**TASK OBJECTIVE**:
Print the entries exactly as given.
---------- SUPPLIED MATERIAL
PR #18, opened 2023-01-29
Add Sugarscape with traders example

tpike3:
- Add sugarcape_g1mt that is consistent with complexity tutorial
- Include interactive version with single run, batch run and server options
- Update .gitignore to ignore IDE environment files


.gitignore
```diff
@@ -55,3 +55,31 @@ docs/_build/
...
+# Apple OSX
+*.DS_Store
+
+# mypy
+.mypy_cache/
+.dmypy.json
+dmypy.json
+
+# pythonenv
+pythonenv*/
```
rht, line 81: This seems to be not a generic pattern to be ignored.

.gitignore
```diff
@@ -55,3 +55,31 @@ docs/_build/
...
+
+# JS dependencies
```
rht, line 83: These are specific to the Mesa repo only.

examples/sugarscape_g1mt/run.py
```diff
@@ -0,0 +1,101 @@
+import sys
+import pandas as pd
+import matplotlib.pyplot as plt
+import networkx as nx
+import mesa
+from sugarscape_g1mt.model import SugarscapeG1mt
+from sugarscape_g1mt.server import server
+
+
+#Analysis
```
rht, line 10: This needs to be `# Analysis`. It means the file hasn't been Black-ed yet.

examples/sugarscape_g1mt/Readme.md
```diff
@@ -0,0 +1,90 @@
...
+
+```
+    $ mesa runserver
+```
+
+Then open your browser to [http://127.0.0.1:8521/](http://127.0.0.1:8521/) and press Reset, then Run.
+
+## Files
+
+* ``sugarscape_g1mt/trader_agents.py``: Defines the SsAgent, and Sugar agent classes.
```
rht, line 81: Should be `Trader`.

examples/sugarscape_g1mt/sugarscape_g1mt/trader_agents.py
```diff
@@ -0,0 +1,352 @@
...
+
+        # convert index to positions of those cells
+        candidates = [neighbors[i] for i in candidate_indices]
+
+        min_dist = min(get_distance(self.pos, pos) for pos in candidates)
+
+        final_candidates = [pos for pos in candidates
+                            if math.isclose(get_distance(self.pos, pos), min_dist, rel_tol=1e-02
+                                            )]
+        self.random.shuffle(final_candidates)
```
rht, line 298: Reposting https://github.com/projectmesa/mesa/pull/1290#discussion_r1060319796. Not critical, but adding the comment here just in case.
```python
final_candidate = self.random.choice(final_candidates)
self.model.grid.move_agent(self, final_candidate)
```
is clearer.

examples/sugarscape_g1mt/sugarscape_g1mt/model.py
```diff
@@ -0,0 +1,168 @@
...
+            agent_id += 1
+
+    def randomize_traders(self):
+        '''
+        helper function for self.step()
+
+        puts traders in randomized list for step function
+        '''
+
+        trader_shuffle = list(self.schedule.agents_by_type[Trader].values())
```
rht, line 125: It would make more sense with `traders_shuffle`.

.gitignore
tpike3: My understanding is this is the files for the python environments, are we sure don't want to ignore this

.gitignore
tpike3: Right, will delete

examples/sugarscape_g1mt/run.py
tpike3: Hmmm...not sure why black didn't run, but it is fixed now

examples/sugarscape_g1mt/Readme.md
tpike3: Will fix

.gitignore
rht: Python virtualenv folder names are arbitrary. You can't expect anyone to name their folder "pythonenv".

tpike3: I will delete it but we should also delete it form the main repo

rht: Yes indeed. It was added in https://github.com/projectmesa/mesa/commit/0f1bcdc0f441b13a0b4dfd9858d7c63bc67f56bc.

examples/sugarscape_g1mt/sugarscape_g1mt/model.py
```diff
@@ -0,0 +1,168 @@
...
+  '''
+  return [item for sublist in list_of_lists for item in sublist]
+
+def geometric_mean(list_of_prices):
+  '''
+  find the geometric mean of a list of prices
+  '''
+  return np.exp(np.log(list_of_prices).mean())
+
+def get_trade(agent):
```
rht, line 23: Just a note, not a change request: it'd be clearer with `get_trade_partners`, but if this is renamed, it would be harder for people who come from the CE video to associate `get_trade` with `get_trade_partners`.

.gitignore
tpike3: fixed

examples/sugarscape_g1mt/sugarscape_g1mt/model.py
tpike3: Fair point

rht:
The trader.png's license is CC BY-NC-SA, which requires attribution. Also, I think its size is way too big (315 KB).

tpike3:
Removed trader and just made it a circle

rht:
LGTM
--------------------
**SOLUTION**:
PR #18, opened 2023-01-29
Add Sugarscape with traders example

tpike3:
- Add sugarcape_g1mt that is consistent with complexity tutorial
- Include interactive version with single run, batch run and server options
- Update .gitignore to ignore IDE environment files


.gitignore
```diff
@@ -55,3 +55,31 @@ docs/_build/
...
+# Apple OSX
+*.DS_Store
+
+# mypy
+.mypy_cache/
+.dmypy.json
+dmypy.json
+
+# pythonenv
+pythonenv*/
```
rht, line 81: This seems to be not a generic pattern to be ignored.

.gitignore
```diff
@@ -55,3 +55,31 @@ docs/_build/
...
+
+# JS dependencies
```
rht, line 83: These are specific to the Mesa repo only.

examples/sugarscape_g1mt/run.py
```diff
@@ -0,0 +1,101 @@
+import sys
+import pandas as pd
+import matplotlib.pyplot as plt
+import networkx as nx
+import mesa
+from sugarscape_g1mt.model import SugarscapeG1mt
+from sugarscape_g1mt.server import server
+
+
+#Analysis
```
rht, line 10: This needs to be `# Analysis`. It means the file hasn't been Black-ed yet.

examples/sugarscape_g1mt/Readme.md
```diff
@@ -0,0 +1,90 @@
...
+
+```
+    $ mesa runserver
+```
+
+Then open your browser to [http://127.0.0.1:8521/](http://127.0.0.1:8521/) and press Reset, then Run.
+
+## Files
+
+* ``sugarscape_g1mt/trader_agents.py``: Defines the SsAgent, and Sugar agent classes.
```
rht, line 81: Should be `Trader`.

examples/sugarscape_g1mt/sugarscape_g1mt/trader_agents.py
```diff
@@ -0,0 +1,352 @@
...
+
+        # convert index to positions of those cells
+        candidates = [neighbors[i] for i in candidate_indices]
+
+        min_dist = min(get_distance(self.pos, pos) for pos in candidates)
+
+        final_candidates = [pos for pos in candidates
+                            if math.isclose(get_distance(self.pos, pos), min_dist, rel_tol=1e-02
+                                            )]
+        self.random.shuffle(final_candidates)
```
rht, line 298: Reposting https://github.com/projectmesa/mesa/pull/1290#discussion_r1060319796. Not critical, but adding the comment here just in case.
```python
final_candidate = self.random.choice(final_candidates)
self.model.grid.move_agent(self, final_candidate)
```
is clearer.

examples/sugarscape_g1mt/sugarscape_g1mt/model.py
```diff
@@ -0,0 +1,168 @@
...
+            agent_id += 1
+
+    def randomize_traders(self):
+        '''
+        helper function for self.step()
+
+        puts traders in randomized list for step function
+        '''
+
+        trader_shuffle = list(self.schedule.agents_by_type[Trader].values())
```
rht, line 125: It would make more sense with `traders_shuffle`.

.gitignore
tpike3: My understanding is this is the files for the python environments, are we sure don't want to ignore this

.gitignore
tpike3: Right, will delete

examples/sugarscape_g1mt/run.py
tpike3: Hmmm...not sure why black didn't run, but it is fixed now

examples/sugarscape_g1mt/Readme.md
tpike3: Will fix

.gitignore
rht: Python virtualenv folder names are arbitrary. You can't expect anyone to name their folder "pythonenv".

tpike3: I will delete it but we should also delete it form the main repo

rht: Yes indeed. It was added in https://github.com/projectmesa/mesa/commit/0f1bcdc0f441b13a0b4dfd9858d7c63bc67f56bc.

examples/sugarscape_g1mt/sugarscape_g1mt/model.py
```diff
@@ -0,0 +1,168 @@
...
+  '''
+  return [item for sublist in list_of_lists for item in sublist]
+
+def geometric_mean(list_of_prices):
+  '''
+  find the geometric mean of a list of prices
+  '''
+  return np.exp(np.log(list_of_prices).mean())
+
+def get_trade(agent):
```
rht, line 23: Just a note, not a change request: it'd be clearer with `get_trade_partners`, but if this is renamed, it would be harder for people who come from the CE video to associate `get_trade` with `get_trade_partners`.

.gitignore
tpike3: fixed

examples/sugarscape_g1mt/sugarscape_g1mt/model.py
tpike3: Fair point

rht:
The trader.png's license is CC BY-NC-SA, which requires attribution. Also, I think its size is way too big (315 KB).

tpike3:
Removed trader and just made it a circle

rht:
LGTM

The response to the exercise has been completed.